Am I Helping or Making Things Worse? Parenting a Young Adult with Mental Health Struggles | Chaos to Calm
Am I Helping… or Making Things Worse?
If you’re parenting a young adult who struggles with emotional dysregulation, this question will probably feel familiar.
Am I helping… or making things worse?
It’s a question that quietly sits in the background of almost every decision.
Should I step in?
Should I step back?
Should I say something?
Should I leave it?
When you’ve lived through crisis with your child, you become incredibly aware that your actions might have consequences you didn’t intend.
And that can make every decision feel heavy.
The Impossible Balance
Parents often find themselves walking a very fine line.
Too much involvement can feel like control.
Too little involvement can feel like abandonment.
You might worry that checking in too often is overwhelming them.
But saying nothing can feel like you’re ignoring something important.
There isn’t a perfect formula for this.
And that’s the uncomfortable truth many parents are never told.

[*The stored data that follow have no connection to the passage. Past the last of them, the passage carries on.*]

PR #2549, opened 2025-09-04
Cursor concurrency improvements

josephschorr:
Implement improvements to the cursoring library used for LR3 to reduce goroutine creation

## Description

1. Iterator concurrency optimization - Added special handling to avoid creating goroutines when concurrency is set to 1
2. Cursored mapping iterator improvement - Modified the iterator to only spawn goroutines when necessary by utilizing TaskRunner
3. LR3 entrypoints optimization - Skip running entrypoints entirely when there aren't any to process

## Testing

`mage test:all`, including new unit tests

### DIFF
--- a/internal/cursorediterator/blocks.go
+++ b/internal/cursorediterator/blocks.go
@@ -157,6 +157,42 @@ func CursoredParallelIterators[I any](
 
 	itersToRun := orderedIterators[currentStartingBranchIndex:]
 
+	// Special case for concurrency=1: execute sequentially without goroutines
+	if concurrency == 1 {
+		return func(yield func(ItemAndCursor[I], error) bool) {
+			defer cancel()
+
+			for collectorOffsetIndex, iter := range itersToRun {
+				iteratorRemainingCursor := remainingCursor
+				if collectorOffsetIndex > 0 {
+					iteratorRemainingCursor = nil
+				}
+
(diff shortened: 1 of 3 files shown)


internal/cursorediterator/blocks.go
```diff
@@ -300,15 +336,88 @@
...
+						return
+					default:
+						if err != nil {
+							if !yield(ItemAndCursor[I]{}, err) {
+								return
+							}
+							return
+						}
+
+						cursorStr, err := cursorToStringConverter(chunk.Follow)
```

Why This Question Shows You Care
The fact that you’re asking yourself this question at all says something important.
It means you’re trying to be mindful.
You’re trying to be aware of how your actions affect your child.
Parents who truly make things worse rarely stop to ask themselves if they might be.
The parents who worry about this question are usually the ones trying the hardest to do the right thing.
What I Try to Remember
Over time, I’ve learned that my role isn’t to control every outcome.
It’s to stay steady.
⚓To ask if she’s safe.
⚓To listen when she wants to talk.
⚓To offer support without taking over.
Sometimes that means stepping in.
Sometimes it means stepping back.
And sometimes it simply means being present while things feel messy.
Steadiness Matters More Than Perfection
There is no perfect way to parent through mental illness.
There will be moments when you feel like you said the wrong thing or handled something badly.
That doesn’t mean you’ve ruined anything.
What matters most is consistency.
⚓Showing up.
⚓Staying steady.
⚓Letting your child know you are there.
Not to control their life.
But to support them as they learn to navigate it.
If You’re Asking This Question
If you’ve ever sat there wondering,
“Am I helping… or making this worse?”
Take a breath.
The fact you care enough to ask that question says more about your parenting than you might realise.
You are trying.
And sometimes that, on its own, is powerful.